Tennessee Court Invalidates Antenuptial Agreement, Finding It Was Not Entered Into Knowledgeably

Antenuptial agreements, also known as prenuptial agreements, can be useful if they are drafted and executed correctly. In a recent opinion, the Court of Appeals of Tennessee examined the validity of an antenuptial agreement during the settlement of the deceased wife’s estate in the case of In re Estate of Hillis (Tenn. Ct. App. Feb. 25, 2016).

In Hillis, the surviving husband challenged the validity of a 1992 antenuptial agreement presented to him by his wife on the day before their wedding. The antenuptial agreement provided that each party waived all claims of inheritance, descent, and distribution with respect to the parties’ private and real property accrued by virtue of the marriage. The antenuptial agreement, however, did not include any financial or asset disclosures from the husband or wife. The husband signed the antenuptial agreement without the advice of an independent lawyer or knowledge of the value of the wife’s bank accounts, investments, or business interests. Following a bench trial, the lower court ruled that the antenuptial agreement was invalid because it did not include the required disclosures about the wife’s assets, and because it contained contradictory provisions. The wife’s son appealed the decision.

In Tennessee, antenuptial agreements are binding if they are entered into freely and in good faith, without the exertion of duress or undue influence upon either spouse. Antenuptial agreements must meet this standard whether they are contested during either marital dissolution or probate. A party seeking to enforce such an agreement can demonstrate that the antenuptial agreement was entered into knowledgeably if each party was provided with a full and fair disclosure of the nature, extent, and value of the other spouse’s holdings.

In the absence of sufficient disclosures, the agreement may be enforceable if the spouse had independent knowledge of the full nature, extent, and value of the other spouse’s holdings. Whether one spouse had sufficient knowledge of the other spouse’s holdings depends upon the particular facts and circumstances of each case. Relevant factors include the parties’ respective sophistication and experience in business affairs, the duration of the relationship prior to the execution of the agreement, the time of the signing of the agreement in relation to the time of the wedding, and the parties’ representation by, or opportunity to consult with, independent counsel.

On appeal, the court affirmed the lower court’s decision. The court noted that it was undisputed that the husband did not receive any financial disclosures with the antenuptial agreement. In addition, the uncontroverted testimony from the husband and other evidence supported the finding that the husband was not sufficiently aware of the extent of his wife’s assets, such as bank accounts and investments. As a result, without any factual foundation to conclude that the husband had knowledge of the full nature, extent, and value of his wife’s holdings, the agreement was not entered into knowledgeably. The court, therefore, held the antenuptial agreement was invalid.
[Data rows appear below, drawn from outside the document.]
PR #16325, opened 2021-08-11
stress-ng: add missing libkmod dependency

egorenar:
This fixes build problem introduced in commit 9a1bb4baf55f ("stress-ng: bump to version 0.13.00"):
Package stress-ng is missing dependencies for the following libraries:
libkmod.so.2

Fixes: 9a1bb4baf55f ("stress-ng: bump to version 0.13.00")

Maintainer: @commodo
Compile tested: Netgear XR700  OpenWrt SNAPSHOT r17335-5337e42a8be7
Run tested: Netgear XR700  OpenWrt SNAPSHOT r17335-5337e42a8be7

### DIFF
--- a/utils/stress-ng/Makefile
+++ b/utils/stress-ng/Makefile
@@ -27,7 +27,7 @@ define Package/stress-ng
   CATEGORY:=Utilities
   TITLE:=stress-ng is a stress test utility
   URL:=https://kernel.ubuntu.com/~cking/stress-ng/
-  DEPENDS:=+zlib +libbsd +libaio +libsctp
+  DEPENDS:=+zlib +libbsd +libaio +libsctp +libkmod
 endef
 
 define Package/stress-ng/description


cotequeiroz:
As an alternative, if libkmod functionality is not wanted, one can add
```
MAKE_FLAGS += HAVE_LIB_KMOD=0
```
This way it will not need that dependency.

commodo (approved):

commodo:
> Package stress-ng is missing dependencies for the following libraries:
> libkmod.so.2

hmm; not sure how i missed this on x86


> As an alternative, if libkmod functionality is not wanted, one can add
> 
> ```
> MAKE_FLAGS += HAVE_LIB_KMOD=0
> ```
> 
> This way it will not need that dependency.

thank you for the suggestion;
i think libkmod is ok to have pulled in [by default];
as a continuation, we could add a config symbol to remove it if people want, but i am not sure it's worth adding another symbol for this;

commodo:
> Sorry to butt in on this, but I think the dependency should be reviewed.
> 

thank you for stepping in;
this helps :)

> 
> On mvebu, `libkmod` adds only 32k to the installation of a package of 395k, but it has absolutely no use.
> 
> I'd add `HAVE_LIB_KMOD=0` for every arch but x86, adding the dependency for x86 only as well.

sounds like the best idea;
i will make some time to check more in-depth on this;
i am a bit swamped these days

commodo:
> > Sorry to butt in on this, but I think the dependency should be reviewed.
> 
> thank you for stepping in;
> this helps :)
> 
> > On mvebu, `libkmod` adds only 32k to the installation of a package of 395k, but it has absolutely no use.
> > I'd add `HAVE_LIB_KMOD=0` for every arch but x86, adding the dependency for x86 only as well.
> 
> sounds like the best idea;
> i will make some time to check more in-depth on this;
> i am a bit swamped these days

@cotequeiroz 
i took some time to check the repo locally;
i found this: https://github.com/ColinIanKing/stress-ng/blob/7741d6a373565021b1f809ecbe1370f23073fd91/core-module.c#L27

looks like `core-module.c` also uses libkmod to do kmod load/unload stress testing

my sentiment is that allowing libkmod as a default dependency would make sense;
any thoughts/objections?

PR #16330, opened 2021-08-11
ksmbd stuff: update to 3.4.1

neheb:
Maintainer: @Andy2244 
Compile tested: ath79

ping @Vladdrako @egorenar  @fda77 @ptpt52

### DIFF
--- a/kernel/ksmbd/Makefile
+++ b/kernel/ksmbd/Makefile
@@ -1,12 +1,12 @@
 include $(TOPDIR)/rules.mk
 
 PKG_NAME:=ksmbd
-PKG_VERSION:=3.3.9
-PKG_RELEASE:=1
+PKG_VERSION:=3.4.1
+PKG_RELEASE:=$(AUTORELEASE)
 
 PKG_SOURCE:=$(PKG_NAME)-$(PKG_VERSION).tar.gz
 PKG_SOURCE_URL:=https://codeload.github.com/cifsd-team/cifsd/tar.gz/$(PKG_VERSION)?
-PKG_HASH:=c196d1773b9f89221133780fd189b550acbc56ac93c2e79260a70eab9853b3e1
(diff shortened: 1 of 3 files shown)


ptpt52:
but it is not reasonable to make depends on nfsd
we could patch the kernel to select the CONFIG_OID_REGISTRY independently

https://github.com/x-wrt/x-wrt/blob/master/target/linux/generic/hack-5.4/999-tristate-hack.patch

neheb:
In the buildbot case, all the kmods are selected as M and thus the kernel config enables all that's needed.

Vladdrako:
@neheb Compiled succssesfully.

egorenar:
Compiled for Netgear XR700 OpenWrt SNAPSHOT r17341-94e252da3f4d.

egorenar:
I did some quick tests on my router, seems to work just fine :+1:

ptpt52:
> In the buildbot case, all the kmods are selected as M and thus the kernel config enables all that's needed.

but it is not acceptable to make it depends on nfsd.

egorenar:
> > In the buildbot case, all the kmods are selected as M and thus the kernel config enables all that's needed.
> 
> but it is not acceptable to make it depends on nfsd.
good point, weird dependency for samba

neheb:
Right. I can't see a way to get it to compile without various hacks.

ptpt52:
ether put the ksmbd to kernel source tree or patch the kernel Kconfig to export symbol like CONFIG_OID_REGISTRY

neheb:
ping @hauke

Neustradamus:
@neheb: Can you look for 3.4.2?
- 19.07.x/21.02.x/master?

Thanks in advance

neheb:
no.

Neustradamus:
@neheb: Why? :/

neheb:
Because kernel modules cannot be freely updated for released versions.

PR #16331, opened 2021-08-12
ksmbd: set stoplevel

selanf:
to allow graceful stop of the daemon

### DIFF
--- a/net/ksmbd-tools/files/ksmbd.init
+++ b/net/ksmbd-tools/files/ksmbd.init
@@ -1,6 +1,7 @@
 #!/bin/sh /etc/rc.common
 
 START=98
+STOP=05
 USE_PROCD=1
 
 SMBD_IFACE=""


hnyman:
cc maintainer @Andy2244

Andy2244:
@hnyman looks fine

BKPepe:
This does not require to bump `PKG_RELEASE`? 🤔

hnyman:
Well,
* stop level does not change the launch or generated runtime config,
* to my knowledge stop level is rarely actually used in the home router context (as many routers do not have any proper shoutdown, and sysupgrade just kill processes),
* there is soon coming the change from #16332 where I hope to see the PKG_RELEASE bump.

So I didn't think that PKG_RELEASE would be that important here.

champtar:
@hnyman I agree it's no a huge issue, but to make it simple if the package hash changes so should the version ;)

selanf:
Sry about the PKG_RELEASE...
stoplevel is the order in which the services are stopped on halt (not really used here) and reboot by terminal or luci.
eg "umount" is STOP=90. If you have a file transfer to usb device on reboot, unmounting could fail and in worst case filesystem problems (not only samba/ksmbd).
So imho ALL services should be stopped gracefull on reboot! No stoplevel is set? -> A very high default value is used, eg99. But this value should be smaller than umount! I dont know openwrt good enough to say this is a good idea for all services, maybe some should not be stopped
I think the startlevel in openwrt are not so well designed, see https://github.com/openwrt/openwrt/pull/4446 and https://github.com/openwrt/openwrt/pull/4445 (maybe a security problem).
If you want to take a look at freetz: https://freetz-ng.github.io/freetz-ng/wiki/60_Development/startlevel_of_packages.en.html
The vaiables in the init script are a little slow to parese with many services 
See also https://github.com/openwrt/luci/pull/5271

This all does not count for sysupgrade! It seems to ignores all /etc/rc.d/K* files and just kills the system! So i have put localy a call to a /etc/rc.reboot file into sysupgrade itself so at least statistic backups from /tmp/ are saved on sysupgrade

PR #16332, opened 2021-08-12
ksmbd: use hostname only as name

selanf:
even if a fqdn (with domain) is set by user


hnyman:
cc maintainer @Andy2244

Andy2244:
@hnyman  looks fine

hnyman:
@selanf 
The package needs also a bump of PKG_RELEASE (as it doesn't use the AUTORELEASE mechanism).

If you are considering protecting your interests before, during, or after a marriage, consulting with an experienced family law attorney can be advantageous in determining your options. At the Nashville firm of MHPS, our family law attorneys provide comprehensive advice to individuals in a variety of legal issues, including divorce, child custody, modification of support orders, and more. To discuss your case with one of our skilled attorneys, call (615) 800-7096 or contact us online.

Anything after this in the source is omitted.